The heavy metal underground is something that most people rarely, if ever think about. But – as touched on in my recent article here on the Century Media buyout there is actually an incredible financial force behind the music. The fact of the matter is that despite being an incredibly niche genre, heavy metal bands the world over have managed to maintain a surprising profit margin – especially considering how poorly the rest of the industry is doing. Perhaps by better understanding this we’ll be able to really dig in to a way that can help your band make more money at home and on the road.
What makes heavy metal still a fairly viable commercial form (relatively speaking of course) is the sense of fanaticism behind them music. Not a lot of other genres can say it’s a common thing to have fans tattoo their logos onto their flesh. Not a lot of other genres have artists who routinely make much more off t-shirt sales than net guarantees – and those t-shirts are worn just about everywhere, not just to gigs. What heavy metal bands have been able to do is to craft a cult of personality around the artists to the point that – while yes, there is hero worship, there is also a sense of community and looking out for ones peers.
What you need to do with your fans is to create the sense of ‘superfandom’ and dedication that heavy metal is known for having. How else could a band like Windhand, who only have 45,000 Facebook likes, routinely headline three to five hundred person venues? Picking apart what creates this sense of dedication to an artist is crucial for those who seek to make a living off their music or at least have their careers end up being sustainable.
One of the key things I think that metal essentially stumbled into is the culture of exclusivity. The fact that a lot of these bands manage to maintain an iconoclastic culture of rarity is really interesting to a lot of people. I feel that we can learn a lot from a band like Lamb of God who have managed to maintain their credibility as an underground band despite playing to tens of thousands of people at festivals and recently being featured on Kimmel. It’s reassuring to see that there are ways to maintain a unique vision and fanbase whilst in the spotlight of mainstream success.
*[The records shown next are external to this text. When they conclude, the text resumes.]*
PR #967, opened 2024-04-05
Update django.po

anitahammer:


marksweb:
I don't think this is a beneficial or worthwhile change. Also, we don't directly modify these files, we manage translations through poeditor here:

https://poeditor.com/join/project/n5I3liMVyj

PR #982, opened 2024-04-22
feat: Allow translation management from docker

marksweb:
This gets docker to run `makemessages` and `compilemessages` which should help to maintain a consistent way to manage the message catalog and keep it up to date as people are working.

I thought about having the two commands in `entrypoint.sh` commented out and then uncommented when people want to run them, but that will lead to them never being ran.

I'd rather people had these files generatead and had to think about if they need to commit changes, than changes not getting created and the codebase falling behind POeditor or conflicts being created again.

### DIFF
--- a/Dockerfile
+++ b/Dockerfile
@@ -2,25 +2,34 @@ FROM python:3.10.9-bullseye
 
 RUN apt-get update \
     && apt-get upgrade -yq \
+    && apt-get -y install locales \
+    && apt-get -y install gettext \
+    && apt-get -y install poedit \
     && apt-get install -yq --no-install-recommends \
         nodejs \
-        npm
+        npm \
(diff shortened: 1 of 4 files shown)


vanessa:
Oddly enough, I am currently unable to run the app now because of a failure in the `compilemessages` step.

```
djangogirls-app  | Execution of msgfmt failed: /var/www/app/locale/de/LC_MESSAGES/django.po:1066: 'msgid' and 'msgstr[1]' entries do not both begin with '\n'
djangogirls-app  | msgfmt: found 1 fatal error
```

Am I missing anything?

marksweb:
@vanessa ah this must have happened in a translation file since I put this together.

It's an easy fix though. Go to the referenced file and line number and you'll see an entry for a string. The source string likely starts with a `\n` new line character. The translated string needs to match that.

Issue #688, opened 2026-06-03
bucket_score 44x slower on Linux x86_64 vs Windows x86_64 (same versions, native wheel loaded on both)


benzsevern:
## Summary

`bucket_score` is ~44x slower on Linux x86_64 (CI) than on Windows x86_64 (local laptop) for the same input + config + version stack + loaded native kernel. The slowdown is overwhelmingly in `goldenmatch.backends.score_buckets._score_one_bucket_fast`, not in `rapidfuzz` itself (which is actually *faster* on the Linux box).

## Repro shape

Synthetic NCVR-like person data (matches the v1.8 NCVR scale-audit shape):

- 100,000 rows, 8 columns: `matching_id, source, npi, email, first_name, last_name, phone_number, zip5`
- Non-null rates: npi 61%, email 73%, phone 30%, zip5 32%, first/last_name 56%
- All values are strings except `matching_id` (Int64)
- ~3% of rows are "duplicates" sharing some subset of identifiers

Config (explicit, no auto-config):

- 3 exact matchkeys on `npi`, `email`, `phone_number`
- 2 weighted matchkeys: fuzzy_email (`levenshtein` on email, threshold 0.85) and weighted_name_id (5 fields: jw on first/last, exact on zip/phone/npi, threshold 0.99)
- 4 blocking keys: `npi`, `email`, `phone_number`, `last_name[:4]`
- `backend="bucket"`, `max_block_size=10000`, `skip_oversized=True`

Full repro script in the appendix below.

## Observed perf matrix

All runs identical input parquet + config + `POLARS_MAX_THREADS=4` `RAYON_NUM_THREADS=4` + `native_available=True`:

| Env | `bucket_score` pass 1 | pass 2 | dedupe total |
|---|---|---|---|
| **Local: Win 11, i5-1335U (10c/12t)** | ~3s | ~3s | **6.5s** |
| Linux: `ubuntu-latest-xlarge`, AMD EPYC 9V74 (8t), Python 3.12.13, goldenmatch 1.25.0, polars 1.40.1, rapidfuzz 3.14.5 | 191.8s | 124.3s | **316s** |
| Same Linux, polars 1.41.2 | 191.4s | 124.7s | 316s |
| Same Linux, single-threaded (`os.cpu_count` monkeypatched to 1) | 191.9s | 122.6s | 315s |
[...]

PR #692, opened 2026-06-03
perf(native): sequential block-scoring path to dodge rayon LockLatch park (#688)

benzsevern:
## The real root cause of #688

The stale-wheel fix (#689, republished 0.1.2) shipped correctly but **did not move the wall** — confirmed in [the issue](https://github.com/benseverndev-oss/goldenmatch/issues/688#issuecomment-4608134587) by py-spy `--native` on `ubuntu-latest-xlarge` (EPYC 9V74): ~419s (the entire `bucket_score` wall) parked in `rayon_core::latch::LockLatch::wait_and_reset` (a futex), with **zero CPU work** anywhere. `score_one` barely registers in the flamegraph. The Arc-handle exclude path was already engaged on 0.1.2, so the per-call HashSet rebuild was never the bottleneck.

The kernel's internal `par_iter().collect()` blocks the calling thread on a latch that makes near-zero forward progress on this Linux env, turning a sub-second scoring job into ~190s.

Note: the 25M bench that "worked" (bucket_score 39s) is dated 2026-05-19; `score_block_pairs_arrow` landed 2026-05-26 (#514) — so that bench never used this kernel. The kernel's rayon path has only ever been **parity**-validated, never **perf**-validated on a Linux runner.

## Fix

The kernel's internal rayon is redundant in the common case: the Python caller (`score_buckets`) already fans buckets across a `ThreadPoolExecutor` with the GIL released here, so each kernel call is one of N concurrent calls.

- Factor the per-block scorer into one closure shared by both paths (they can't diverge).
- Score small/medium calls **in the calling thread** (no rayon, no latch); dispatch to rayon only above a candidate-pair threshold (default 20M, tunable via `GOLDENMATCH_NATIVE_RAYON_MIN_PAIRS`; `0` = always rayon, huge = always sequential). Both paths walk spans in order → byte-identical `(min,max)` pairs.
- `goldenmatch_native.__version__` now reads from installed dist metadata (was a hardcoded `0.1.0` that reported stale on the 0.1.2 wheel — flagged in the issue).
- Bump to `0.1.3` (pyproject + Cargo) for the republish.

**Refutes** the GIL-reacquire-in-rayon-closure hypothesis: the closure touches zero Python objects (arrow arrays, Rust `HashSet`, rapidfuzz-rs), so there's no GIL for a worker to re-enter.

## Verification status

- ✅ `cargo check --release` + `cargo clippy` pass.
- ✅ `tests/test_native_block_seq_parity.py` forces each path via the env gate and asserts the sequential and rayon paths (and `find_fuzzy_matches`) emit identical pairs.
- ⏳ **NOT yet perf-verified on Linux.** The 44x wall fix needs a Linux run of the #688 repro (or a CI bench) before this is claimed resolved. **Holding merge until that measurement exists** — not repeating the "verified it shipped ≠ verified it works" miss from #689.

Refs #688

### DIFF
--- a/packages/python/goldenmatch/tests/test_native_block_seq_parity.py
+++ b/packages/python/goldenmatch/tests/test_native_block_seq_parity.py
@@ -1,0 +1,96 @@
+"""Issue #688 follow-up: the native block kernel's sequential path and rayon
+path must emit byte-identical pairs.
+
+The kernel (`score_block_pairs_arrow`) now scores small/medium calls in the
+calling thread (no rayon) and only fans out to rayon above a candidate-pair
+threshold, because rayon's blocking `collect` parked the calling thread on a
+futex `LockLatch` for ~190s on some Linux runners (the 44x slowdown). The
+threshold is overridable via `GOLDENMATCH_NATIVE_RAYON_MIN_PAIRS` (0 = always
+rayon, huge = always sequential), which lets this test exercise BOTH paths on
+the same input and assert they agree -- and that both agree with the Python
+slow path (the source of truth).
+
+Requires the native kernel; skipped on pure-Python.
+"""
+from __future__ import annotations
+
+import polars as pl
+import pytest
+from goldenmatch.backends.score_buckets import score_buckets
+from goldenmatch.config.schemas import (
+    BlockingConfig,
+    BlockingKeyConfig,
+    MatchkeyConfig,
+    MatchkeyField,
+)
+from goldenmatch.core._native_loader import native_available, native_module
+from goldenmatch.core.matchkey import _xform_sig
+from goldenmatch.core.scorer import find_fuzzy_matches
+
+_NATIVE_ARROW = native_available() and hasattr(
+    native_module(), "score_block_pairs_arrow"
+)
+pytestmark = pytest.mark.skipif(
+    not _NATIVE_ARROW,
+    reason="needs the native score_block_pairs_arrow kernel",
+)
+
+
+def _prepared() -> pl.DataFrame:
+    # Three blocks of near-duplicate names so each block emits several pairs,
+    # plus a few non-matches so the threshold actually filters.
+    field = MatchkeyField(field="name", scorer="jaro_winkler", weight=1.0)
+    col = _xform_sig(field)
+    names = [
+        "alice", "alica", "alise",      # block A (similar -> pairs)
+        "robert", "robbert", "rupert",  # block B
+        "xavier", "yvonne", "zelda",    # block C (dissimilar -> few/no pairs)
+    ]
+    blocks = ["A", "A", "A", "B", "B", "B", "C", "C", "C"]
+    return pl.DataFrame({
+        "__row_id__": list(range(len(names))),
+        "name": names,
+        col: names,
+        "__block_key__": blocks,
+    })
+
+
+def _mk() -> MatchkeyConfig:
+    return MatchkeyConfig(
+        name="t", type="weighted", threshold=0.7,
+        fields=[MatchkeyField(field="name", scorer="jaro_winkler", weight=1.0)],
+    )
+
+
+def _blocking() -> BlockingConfig:
+    return BlockingConfig(strategy="static", keys=[BlockingKeyConfig(fields=["name"])])
+
+
+def _run(monkeypatch, min_pairs: str) -> list[tuple[int, int, float]]:
+    monkeypatch.setenv("GOLDENMATCH_NATIVE_RAYON_MIN_PAIRS", min_pairs)
+    return score_buckets(_prepared(), _blocking(), _mk(), matched_pairs=set())
+
+
+def _keys(pairs):
+    return sorted((min(a, b), max(a, b)) for a, b, _ in pairs)
+
+
+def test_sequential_and_rayon_paths_agree(monkeypatch):
+    rayon = _run(monkeypatch, "0")          # 0 -> always rayon
+    seq = _run(monkeypatch, "100000000000")  # huge -> always sequential
+    assert _keys(seq) == _keys(rayon), (
+        f"seq vs rayon pair-set mismatch:\n  seq={seq}\n  rayon={rayon}"
+    )
+    # Scores agree pair-for-pair too.
+    for (sa, sb, ss), (ra, rb, rs) in zip(sorted(seq), sorted(rayon)):
+        assert (sa, sb) == (ra, rb)
+        assert ss == pytest.approx(rs, abs=1e-9)
+
+
+def test_both_paths_match_slow_path(monkeypatch):
+    """Both kernel paths must match find_fuzzy_matches (the source of truth)."""
+    df = _prepared()
+    slow = find_fuzzy_matches(df, _mk(), exclude_pairs=frozenset(), pre_scored_pairs=None)
+    slow_keys = _keys(slow)
+    assert _keys(_run(monkeypatch, "0")) == slow_keys
+    assert _keys(_run(monkeypatch, "100000000000")) == slow_keys
--- a/packages/python/goldenmatch/tests/test_native_block_seq_parity.py
+++ b/packages/python/goldenmatch/tests/test_native_block_seq_parity.py
@@ -10,6 +10,13 @@ rayon, huge = always sequential), which lets this test exercise BOTH paths on
 the same input and assert they agree -- and that both agree with the Python
 slow path (the source of truth).
 
+The fixture is a SINGLE block (constant blocking key) with mixed similar /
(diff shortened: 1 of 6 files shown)


benzsevern:
Built `goldenmatch-native` from `main` (de912d3a) via maturin in CI, verified `__version__: 0.1.3` and `native_available: True`. Ran the same bench three ways:

| Config | bucket_score pass 1 | pass 2 | dedupe wall |
|---|---|---|---|
| PyPI 0.1.2 (rayon path) | 191.8s | 124.3s | 316s |
| **from-source 0.1.3, default threshold** (auto-picks seq for ~10M pairs) | 169.3s | 116.9s | **286.9s** |
| **from-source 0.1.3, `RAYON_MIN_PAIRS=999999999999`** (forced sequential) | 168.9s | 116.2s | **285.9s** |

Default-threshold and forced-sequential are within 1s of each other → the threshold is correctly routing our 100K case to the sequential path. **The sequential path itself is the wall.**

The ~10% drop vs the rayon path (316→286) is consistent with skipping the rayon dispatch overhead per bucket, but the bulk of the time is somewhere both paths share.

Math reality-check on the sequential path:

- 455 blocks, ~10M total candidate pairs across the two passes
- rapidfuzz microbench on this same runner: `cdist 1000x1000 Levenshtein.normalized = 32ms` → ~31M ops/sec for the actual scorer
- Expected sequential wall at this throughput: **~0.3s**
- Observed sequential wall: **285s**
- **~950× overhead** somewhere above the actual scorer call

So the sequential path isn't really sequential-scoring-bound either. The cost lives in per-block setup, span construction, arrow buffer access, or per-pair dispatch — something both the rayon and sequential branches walk through identically.

Re-profiling now with `py-spy --native` against the from-source build to see where the time actually goes when rayon is out of the picture. The flamegraph will look completely different if `LockLatch::wait_and_reset` is gone — and whatever takes its place is the real bug. Will follow up with that flamegraph in a few minutes.

The fix dodges the symptom I described in #688, but doesn't land the wall. Worth keeping the PR open for the rayon-avoidance benefit, but it's not the resolve for #688.

benzsevern:
Re-profiled the from-source 0.1.3 build under `py-spy --native --idle --rate 100`, with `GOLDENMATCH_NATIVE_RAYON_MIN_PAIRS=999999999999` set in the workflow env (verified printed in the runtime env dump). **The flamegraph is structurally identical to the pre-fix one.**

Flamegraph SVG (interactive): https://gist.github.com/benzsevern/42f0b79a47f58d8a9bd5970446569cd9

Hot frames out of 330,012 total samples (~369s wall under profiler):

```
36,643 (11.1%)  _score_one_bucket_fast (score_buckets.py:592)
36,616 (11.1%)  rayon_core::latch::LockLatch::wait_and_reset::h4d0e...  (goldenmatch_native/_native.abi3.so)
36,616 (11.1%)  syscall (libc.so.6)
```

**Zero scoring frames anywhere in the profile.** No `score_block_pairs_arrow`, no `score_span`, no `score_one`, no rapidfuzz internals, no jaro_winkler / levenshtein. If the sequential `spans.iter().flat_map(...).collect()` path from your diff were actually executing, the bulk of those 36k samples would be in pure-Rust `for`-loop frames doing the actual work. They aren't there.

Verified:

- Build artifact: `goldenmatch_native.__file__` = `.venv/lib/python3.12/site-packages/goldenmatch_native/__init__.py`, `__version__` = `0.1.3`.
- Native attrs include `score_block_pairs_arrow` (your patched function).
- Python calls it at `score_buckets.py:592` (your code reads `native_module().score_block_pairs_arrow(...)`), which matches the flamegraph frame.
- Env: `GOLDENMATCH_NATIVE_RAYON_MIN_PAIRS=999999999999` is in the printed env dump *before* the python process starts, so `std::env::var("GOLDENMATCH_NATIVE_RAYON_MIN_PAIRS")` from inside the call should see it.
- Default-threshold run (no env override; our ~10M pairs is below your 20M default → should route sequential) gives the same wall as the forced-sequential run: 286.9s vs 285.9s. Both ~10% better than the pre-fix 316s, but nowhere near the expected sub-second.

Two hypotheses for why the env gate looks honored (numbers move slightly) but the hot stack doesn't change:

1. **The `LockLatch::wait_and_reset` we're seeing isn't from `score_block_pairs_arrow` at all.** Something else in the kernel (or in a transitive crate, or in the python `dedupe_df` pipeline calling another native function we don't have visibility into) is rayon-dispatching independently. The 10% wall improvement is genuine — your sequential path IS running for the per-block scoring — but it's a small slice of the dedupe wall, and the bulk is rayon-elsewhere.
2. **The env var is read by your gate code, but somewhere downstream/inside `score_one` or one of its helpers, a global rayon dispatch happens regardless** (less likely — `score_one` is per-pair string scoring, no rayon expected).

Diagnostic ask: can you add a single `eprintln!("[score_block_pairs_arrow] chose path: {}", if total_pairs >= rayon_min_pairs { "rayon" } else { "sequential" });` right before the `if total_pairs >= rayon_min_pairs` branch? One line, prints to stderr per kernel call, will tell us conclusively whether the gate is taking the sequential branch in our run. If yes, the rayon LockLatch is coming from somewhere else and we need to hunt that. If no, the gate isn't engaging the way you expect.

I can rebuild from a branch with that print added and re-run in <5 min. Just point me at a ref.

(Wall numbers, all on the same `ubuntu-latest-xlarge` runner, same input, `BENCH_SINGLE_THREADED=1`:)

| Config | pass 1 | pass 2 | dedupe wall |
|---|---|---|---|
| PyPI 0.1.2 (your rayon path) | 191.8s | 124.3s | 316s |
| from-source 0.1.3, threshold default 20M (auto-seq for 10M pairs) | 169.3s | 116.9s | 286.9s |
| from-source 0.1.3, `RAYON_MIN_PAIRS=999999999999` (forced seq) | 168.9s | 116.2s | 285.9s |
| from-source 0.1.3, forced seq, **under py-spy** (this run) | 217.9s | 150.0s | 368.9s |

benzsevern:
**Fix verified on Linux. 240× speedup, byte-identical output.** PR #692 + #699 from HEAD (3ecd2e0), both Python + native built from source on `ubuntu-latest-xlarge`, same bench, same input parquet, same config:

| Config | dedupe wall | total bench wall |
|---|---|---|
| PyPI 0.1.2 (your original rayon path, #688 baseline) | 286.9s | 319.9s |
| **HEAD (PR #692 + #699)** | **1.2s** | **3.5s** |

`GOLDENMATCH_BUCKET_DEBUG=1` from PR #699 confirms the per-bucket breakdown is now sane:

```
[score_buckets][DEBUG] native bucket-call breakdown over 16 calls / 8618 blocks / 33 pairs:
  prep   (sort+group_by+to_arrow):   0.086s ( 54.7%)
  kernel (score_block_pairs_arrow):  0.071s ( 45.1%)
  post   (match-mode filter):        0.000s (  0.2%)
  total in-worker: 0.157s; slowest single kernel call: 0.020s

[score_buckets][DEBUG] native bucket-call breakdown over 16 calls / 8618 blocks / 0 pairs:
  prep   (sort+group_by+to_arrow):   0.059s ( 20.5%)
  kernel (score_block_pairs_arrow):  0.229s ( 79.4%)
  total in-worker: 0.288s; slowest single kernel call: 0.067s
```

Sub-second per-call kernel + ~50/50 prep/kernel split. The 1273× overhead-over-actual-scoring ratio from the #688 followup is gone; this matches the local Windows numbers I started the issue with.

## Quality parity (byte-identical to slow runs)

| Metric | Slow runs (316s baseline) | Fast run (3.5s) |
|---|---|---|
| Total clusters | 98,391 | 98,391 |
| Multi-record clusters | 1,248 | 1,248 |
| Max cluster size | 5 | 5 |
| Recall on Splink's multi-record clusters | 61.1% | 61.1% |
| Novel multi-record clusters | 1,225 | 1,225 |
| Records promoted singleton → merged | 2,810 | 2,810 |

The bench parity test passed on the fast path with the exact same cluster set as the slow path. Confirms the rayon → sequential gate is output-invariant for our shape.

## Diagnostic context

Earlier from-source-only-native runs (just PR #692, with stock PyPI `goldenmatch==1.25.0`) showed the wall barely moved. That was misleading — it took the from-source **Python** package (1.26-dev with the PR #699 debug print, but also whatever other changes have landed between v1.25.0 and HEAD) to actually exercise the sequential path correctly. Worth a follow-up to figure out whether (a) any unreleased Python change between 1.25.0 and HEAD is load-bearing for the speedup, or (b) the native-only build was getting overridden somehow despite `--reinstall`. Either way, **HEAD is fast**.

You can tag `goldenmatch-native-v0.1.3` whenever — the perf verification you were holding for is in.

Closing #688 in a moment.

The way that a band like Lamb of God or even Slipknot are able to maintain their underground credibility and stay ‘dangerous’ in the eyes of the mainstream stems from their ability to speak truth about society. Lamb of God who are among the best selling death metal bands of all time at this point managed to put songs about centuries of oppression in Eastern Europe on their latest record – hardly the type of material that might appeal to a mainstream audience. But that’s exactly the point – there is no such thing anymore as a mainstream audience and we’ve got to get used to that.
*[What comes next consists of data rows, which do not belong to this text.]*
PR #778, opened 2026-06-05
test(security): hypothesis property invariants (Scorecard Fuzzing surface)

benzsevern:
Property-based invariant tests for the functions where parity/edge-case bugs recur, doubling as the OpenSSF Scorecard **Fuzzing** surface (it statically detects `from hypothesis import` in test files).

**New `tests/test_property_invariants.py`** (23 passed + 2 strict-xfail, ~6s):
- Scorer bounds / symmetry / identity / None-propagation across exact, jaro_winkler, levenshtein, token_sort, qgram (full printable unicode), soundex_match (ASCII -- jellyfish limitation), dice/jaccard (hex domain)
- Standardizer idempotence + None passthrough (10 std_* functions)
- Fingerprint determinism, key-order invariance, dunder exclusion, and `record_fingerprint == _fingerprint_py` parity (a real cross-language fuzz when the native kernel is active)
- `safe_path` NUL rejection + containment-or-error; `sanitize_for_log` no-CR/LF/control-chars + length cap

**Real bug found by hypothesis on first run:** `_dice_score_single`/`_jaccard_score_single` crash with a numpy broadcast ValueError on different-length bloom hex inputs (shrunk: `'0000'` vs `'000000'`); the matrix variants pad and are unaffected. Documented as two strict-xfail tests (XPASS = fixed, remove marker). Follow-up fix is a separate issue.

This means that now more than at any other time in music you can create music that has a message and still make a living at it. That doesn’t mean it’s easier, it simply means that you need to be able to figure out what makes your niche so cool and how to best take advantage of that for your own career as well as for your fans enjoyment. What Lamb of God has done is find a distinct balance between lowest common denominator mainstream metal (As heard in their Pantera-esque grooves) and much deeper more intellectual lyrics and a high degree of musicianship. This gives us a band that can appeal to your every day metalhead as well as someone who stayed up all night reading Faulkner.
On an even higher level is Slipknot who have a far more mainstream sound that Lamb of God yet revel in a distinctly demented image. What Slipknot have proved (And for the record, I am not a Slipknot fan) is that there are a lot of kids out there who will dig into the fucked up realities that Slipknot paint – showing that truly iconoclastic bands can survive in this day and age. It’s not just a matter of pushing the limits as far as you can a la GG Allin. The reason that a band like Slipknot have mainstream success whilst GG Allin did not is by and large because they have been able to help pull together a much more intelligent image and refine the more terrifying elements of their iconography. Despite appearance to the contrary Slipknot understand the significance of subtlety in crafting your own unique image. It’s not just a matter of being as extreme as possible.
Now I understand that for your day to day rock and indie bands this may not be the most easily applicable advice. But part of why metal works as a good example is because it’s so extreme. It’s easy to see how more conventional bands apply this thinking once you’ve considered it in it’s darkest context. For example – bands like Modern Baseball have been able to grow in a far different way from metal acts – they don’t sell any sort of fantasy but instead emphasize the bleak realities of suburban life. But they still breed fanaticism in a similar way to metal bands? Why? Because they continue to play small venues, emphasizing exclusivity and have managed to create a distinct and silly image that a lot of people can buy into.
The fact of the matter is – you need to find what makes you special, emphasize that, and ride that wave until it dies and then go from there. You need to find music that doesn’t just appeal to the lowest common denominator but also shows the unfailing intellect and artistry behind your work. Instead of letting yourself be dragged down by the ‘stupidity of the masses’ or any of that elitist bullshit you need to instead reach out to eery day with a smile and realize the eternal power of music – especially when it’s unique, poignant and powerful.